Filed Pursuant to Rule 424(b)(3)
Registration No. 333-259142
PROSPECTUS SUPPLEMENT NO. 3
To
Prospectus Dated September 8, 2021
CCC INTELLIGENT SOLUTIONS HOLDINGS INC.
569,506,621 Shares of Common Stock
21,300,000 Warrants to Purchase Common Stock
This prospectus supplement
amends and supplements the prospectus dated September 8, 2021, as supplemented or amended from time to time (Prospectus), which forms a part of our Registration Statement on Form S-1 (No. 333-259142).
This prospectus supplement is being filed to update and supplement the information in the Prospectus with the information contained in our Current Report on Form 8-K, filed with the U.S. Securities and
Exchange Commission on January 4, 2022 (the Current Report). Accordingly, we have attached the Current Report to this prospectus supplement.
The Prospectus and this prospectus supplement relate to: (1) the issuance by us of up to 35,100,000 shares of common stock, par value $0.0001
(New CCC Common Stock or Common Stock), that may be issued upon exercise of warrants to purchase Common Stock at an exercise price of $11.50 per share of Common Stock, including the Public Warrants, the Private Placement
Warrants and the Forward Purchase Warrants (each as defined below); and (2) the offer and sale, from time to time, by the selling holders identified in this prospectus (the Selling Holders), or their permitted transferees, of
(i) up to 569,506,621 shares of Common Stock and (ii) up to 21,300,000 Private Placement Warrants and Forward Purchase Warrants.
The New CCC
Common Stock is listed on the New York Stock Exchange (the NYSE) under the symbol CCCS. On January 3, 2022, the last reported sales price of the New CCC Common Stock was $11.37 per share. The Public Warrants ceased
trading on the New York Stock Exchange and were delisted, with the trading halt announced after close of market on December 28, 2021. We are an emerging growth company as defined under the U.S. federal securities laws and, as such,
may elect to comply with certain reduced public company reporting requirements for this and future filings.
This prospectus supplement updates and
supplements the information in the Prospectus and is not complete without, and may not be delivered or utilized except in combination with, the Prospectus, including any amendments or supplements thereto.

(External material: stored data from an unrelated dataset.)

PR #436, opened 2022-01-13
Document roles (IAM) used in Azure E2E tests

antoineco:
Adds the definition of all the roles that were created in our test Azure account to enable running E2E tests.

There is one role for the test orchestration itself ("TriggerMesh E2E test suite"), and one role per event source component.

**Note:** Each individual source role can be used independently from the E2E test suite. For example, simply assign the role "Blob Storage event source" to be able to run the TriggerMesh event source for Azure Blob Storage, etc.


antoineco:
Marking as DRAFT.

The test suite for Azure IoT Hub runs without issue, up to the point where we wait for a message to arrive and we never get one.
I have to investigate whether the test is flaky or if we're missing some permission.

antoineco:
Marking as Ready.

The issue with the IoT Hub test was in fact due to a race (#442).

test/e2e/iam/azure_iam_roles.jsonc
```diff
@@ -0,0 +1,177 @@
...
+      "/subscriptions/52e4a8f0-1968-40a4-b38b-f19fac1e89ce"
+    ]
+  },
+  {
+    "roleName": "Activity Logs event source",
+    "description": "Role suitable for use with the TriggerMesh event source for Activity Logs.",
+    "permissions": [
+      {
+        "actions": [
+          "Microsoft.EventHub/namespaces/authorizationRules/listkeys/action",
```
cab105, line 47: Is this still required as I had removed the listkeys on the EventHub test.

cab105 (approved):
Just one question based on my previous PR, but lgtm.

test/e2e/iam/azure_iam_roles.jsonc
antoineco: It is. This is the `Activity Logs event source` role, it contains everything required to run the **source**, not the E2E test orchestration.

Azure requires this permission while interacting with the Activity Logs "diagnostic settings" API to be able to perform the necessary wiring on the Event Hubs side.
In API calls, you pass the ID of the rule that should be used, and Activity Logs uses the aforementioned permission to read it:

https://github.com/triggermesh/triggermesh/blob/06a157cadcd1098d7d5daa3a22a94fa090f3d6bb/pkg/sources/reconciler/azureactivitylogssource/diagsettings.go#L163-L164

The requirement is also documented here:

https://github.com/triggermesh/triggermesh/blob/06a157cadcd1098d7d5daa3a22a94fa090f3d6bb/pkg/sources/reconciler/azureactivitylogssource/diagsettings.go#L62-L66

cab105: Gotcha. Was under the impression this was more for the test framework itself.

antoineco: I tried to separate them to make it clear what is used by the test logic, and what is used by each TriggerMesh components, but it's not easy because you can't [group permissions like in AWS](https://github.com/triggermesh/triggermesh/blob/06a157cadcd1098d7d5daa3a22a94fa090f3d6bb/test/e2e/aws_iam_policy.jsonc#L10-L12), so overlaps aren't obvious.

PR #440, opened 2022-01-14
Refactor e2e test suite for Azure Activity Logs source

antoineco:
I would like to propose the following improvements to the test suite for the Azure Activity Logs source:

1. Reorganize `Context` blocks to have a more logical flow and more targeted locations of setup/cleanup steps.
   - Now the test flow reads as:
       - "a source subscribes to activities from an Azure subscription"
           - "an activity is logged inside the subscription"
               - "the source generates an event
    - To me, it reads more logically than the previous flow, which was:
        - "a source watches an EventHub publishing Activity Log data"
            (_Note: at a high level, the source **watches and reports activities**, the rest is implementation detail._)
            - "an event flows"
                (_Note: "event" can be a confusing way to refer to an Azure activity, due to our own definition of "event"._)
                - "should create an azure eventhub"
                    (_Note: confusing for the reader, that's not what the source does at all._)

1. Add some `By()` blocks inside setup/cleanup to make Ginkgo print the different steps in verbose mode as the test unfolds.

1. Re-scope variables to ensure variables are declared only where necessary.
    - For example, some of the variables are only local to `BeforeEach` blocks, some others aren't accessed by any "bad spec" `Context`, etc.

1. Rename a few variables and functions to ensure the difference between names, resource IDs, etc. is clear.
    - For example: `ns` -> `eventHubsNamespaceID`


antoineco:
A test run in verbose mode:

image

test/e2e/sources/azureactivitylogs/main.go
```diff
@@ -50,11 +48,11 @@ import (
   - AZURE_TENANT_ID - Azure tenant to create the resources against
   - AZURE_CLIENT_ID - The Azure ServicePrincipal Client ID
   - AZURE_CLIENT_SECRET - The Azure ServicePrincipal Client Secret
-  - AZURE_REGION - Define the Azure region to run the test (default uswest2)
+  - AZURE_REGION - Define the Azure region to run the test (default "westus2")
```
cab105, line 51: Good catch! Knew I had missed one.

cab105 (approved):
Does seem a little more concise than my first cut at an Azure test.

PR #447, opened 2022-01-17
Document IAM permissions for Kinesis target test

antoineco:
The target test introduced in #439 requires some [extra permissions](https://github.com/triggermesh/triggermesh/runs/4843697215?check_suite_focus=true), which are documented in this PR.

### DIFF
--- a/test/e2e/iam/aws_iam_policy.jsonc
+++ b/test/e2e/iam/aws_iam_policy.jsonc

This prospectus supplement should be read in
conjunction with the Prospectus and if there is any inconsistency between the information in the Prospectus and this prospectus supplement, you should rely on the information in this prospectus supplement.
Investing in our securities involve risks that are described in Risk Factors beginning on page 15 of the Prospectus.
Neither the Securities and Exchange Commission nor any other regulatory body has approved or disapproved of these securities or passed upon the accuracy or
adequacy of this prospectus. Any representation to the contrary is a criminal offense.